[alsa-devel] [PATCH] ad1838/cs4231 -- fix MCE timeout upon initial load

[Trent Piepho]

On Mon, 17 Sep 2007, Krzysztof Helt wrote:
> On Mon, 17 Sep 2007 14:04:21 -0700 (PDT)
> Trent Piepho <xyzzy at speakeasy.org> wrote:
>
> >
> > First, you call msleep(1) while holding reg_lock with interrupts disabled.
> > That's sleeping while atomic.  You should drop the lock first, or use
> > mdelay().
> >
> Good catch. If we are going after cs4231_lib, we can drop lock in loops
> of the mce_down function (the driver only reads registers).

It looks like one needs to have the lock to access (read or write) any of
the "indirect" registers.  For example, in order to read from
AD1848_TEST_INIT, one must first write the index into the REGSEL register,
then read from the REG register.  If another thread tried to concurrently
read or write a different indirect register, it would modify the index.

> > This would explain what is happening when Krzysztof said, "The waiting loop
> > was passed 340 times after mce was down with msleep(1)." 340 loops at 250 ms
> > per loop is 85 seconds.  That would mean a call to hw_params() takes 85
> > seconds, and open(), with three mce_downs, would take over four minutes!
> >
>
> No, the loop never had the 250ms delay. The whole loop (all iterations) was 250ms delay.

That's what I said.  It obviously didn't have a 250 ms delay, or open()
would take four minutes.  Note that the delay was not 250 ms total either,
it would loop forever until ACI went down.

for(time = 250; time > 0 ; ) time = schedule_timeout(time);

Unless you set the task state first, that line is an infinite busy loop.

> > I looked at the ad1848 datasheet, and it says the auto-calibration should take
> > about 384 samples (or ~128, which I think is the time it takes ACI to go low
> > when auto-calibration is not on).  That would be 70 ms at the high end and
> > typically more like 3 ms.
>
> The smallest value for ad1848 is over 7ms (from experiments).
> It is about 384 samples at 48kHz.

You said before that it took 3 jiffies on a 1000 Hz kernel.  I guess
auto-calibration is always on when MCE goes down?  It looks like it should
only take 128 samples when MCE goes down and auto-calibration isn't done.

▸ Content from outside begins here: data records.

PR #3115, opened 2022-01-18
Fix claiming tokens when coin machine is installed and token is unlocked

### LINKED ISSUE #3033: Can't activate tokens when coin machine is installed & token is locked
## Steps to reproduce

1. Install coin Machine without unlocking token
2. Try to activate tokens

## Expected behaviour

Tokens should be activated

## Actual behaviour

The is an estimation error:

## Suggestions (optional)

I've talked to Alex about it and here is what he said:

```
And I'm saying that the problem is the authority deployed when coinmachine is installed
specifically, the addresses passed that are allowed to transfer
which, on deployment of the token in the colony and colony creation flow will include the token locking contract
But in the authority that's deployed with the coinmachine it's omitted
The same authority contract is deployed both times
The parameters are under the control of the dapp interface
```

chinins:
## Description

This PR fixes the bug where you can't activate tokens when coin machine is installed and token is still locked.

The fix is to add `tokenLockingAddress` to the `deployTokenAuthority` transaction when you enable coin machine.

Testing:

- create a colony
- mint tokens
- install & enable coin machine
- send tokens to coin machine
- buy tokens
- create a payment
- activate tokens

All of this operations should work without any problems. Before the fix the activate tokens part wouldn't work.

**Changes** 🏗

- update `extensionEnable` saga

Resolves #3033

### DIFF
--- a/src/modules/dashboard/sagas/extensions/colonyExtensionEnable.ts
+++ b/src/modules/dashboard/sagas/extensions/colonyExtensionEnable.ts
@@ -182,11 +182,14 @@ function* colonyExtensionEnable({
       }
 
       if (shouldSetNewTokenAuthority) {
+        const { networkClient } = colonyManager;
+        const tokenLockingAddress = yield networkClient.getTokenLocking();
+
         yield createGroupTransaction(deployTokenAuthority, {
           context: ClientType.ColonyClient,
           methodName: 'deployTokenAuthority',
           identifier: colonyAddress,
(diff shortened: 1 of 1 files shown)


danbr (approved):
Works for me.

Screenshot 2022-01-19 at 20 22 34

ArmandoGraterol (approved):
What a deal, short and sweet! Good job

arrenv (approved):
Nice! Works great for me.

PR #3125, opened 2022-01-23
Standardize numbers display

### LINKED ISSUE #3110: Standardized Numbers Display
This issue is here to track refactoring the core `Numeral` component to be able to provide a proper standardized numbers display across the whole dapp.

Decimals will be displayed with 5 relevant precision points _(eg: `0.00002`, `0.0002`, `0.002`, `0.02`, `0.2`, `0`)_

While the integer part of the number will have a human readable cutoff after the million mark:
```js
100
5,000
20,000.002
800,231
999,999.03
1 M
```

Once the million mark hits, the decimals will no longer be displayed: _(as the numbers will be tough of as being rounded)_
```js
700,000.004
800,000.004
900,000.004
1 M // this is actually 1.000,000.004
```

Larger numbers numbers that millions should also follow the above example: billion, trillion, etc

See the list of [Standard dictionary numbers](https://en.wikipedia.org/wiki/Names_of_large_numbers) for the complete list _(bonus points if you are crazy enough to implement the G -- Googol)_

Note that you can use an external library if you don't want to implement the large number display logic by hand _(just make sure you properly research it first -- with an emphases on being production ready)_

The new core component needs to support
- use number, string or bigNumber as the input value
- displaying numbers in the above scheme
- displaying both short-hand version as well as the long form of number display _(M vs. Million)_
- Be able to display a token symbol alongside the number notation name
- be able to display the full number amount, without the notion short-hand _(off by default)_ -- note that for this, after certain point the scientific notation of JS will kick in, that is to be expected
- be able to display the full decimal number amount without being truncated after 5 relevant decimal points _(off by default)_ -- note that for this, after certain point the scientific notation of JS will kick in, that is to be expected

After the new component is done, you'll need to replace all instances of number display in the dapp to use this component _(some of them currently do, but most parts just use raw number displays coming from bigNumbers)_

To get started on this feature:
- set up a github project for this: https://github.com/JoinColony/colonyDapp/projects
- set up a feature branch / draft PR for this _(assign the whole dapp team)_
- split it up in as many issues you think it's relevant so that more team members can work on it

danbr:
## Description

This is a feature branch PR to refactor the core Numeral component, providing a standardized numbers display across the whole dapp.

Resolves #3110


danbr:
This Feature branch has been in QA for sometime (rebased with Master). 
I recently fixed a bug, but otherwise no changes.

arrenv (approved):
Very nice!! I tried out as many cases as with numbers of all sizes and shape and it looks to be handling it well :)

ArmandoGraterol (approved):
Approving so that you can merge it when it's ready to :)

> > The wait for the init bit to be off after the check for ACI seems unneeded
> > too.  snd_ad1848_in(), called while waiting for ACI to go low, does the exact
> > same thing when it calls snd_ad1848_wait().  So the INIT bit is already off at
> > this point.
> >
>
> Good catch again. Just look into the "Changing sample rates" section.
> Maybe waiting loop for the init bit off should be the first?

snd_ad1848_in() already calls snd_ad1848_wait(), so it seems like it
would be redundant.

> > Here is a patch to fix all these problems and simplify the code in the
> > process.  I picked a value of 3 ms for the polling interval.  Obviously, there
> > is a trade-off in selecting the value.  The smaller the delay, the less wasted
> > time from when ACI goes low to when it is detected.  But it also means more
> > iterations of the loop, and thus more scheduling and interrupt disabling.
> >
>
> We may drop interrupts disabling in waiting loops, because inside them the
> driver only reads registers.

If reg_lock is ever acquired from within an interrupt handler, you must
disabled interrupts when you acquire it.  If it's never acquired from
within an interrupt handler, then you never need to disable interrupts.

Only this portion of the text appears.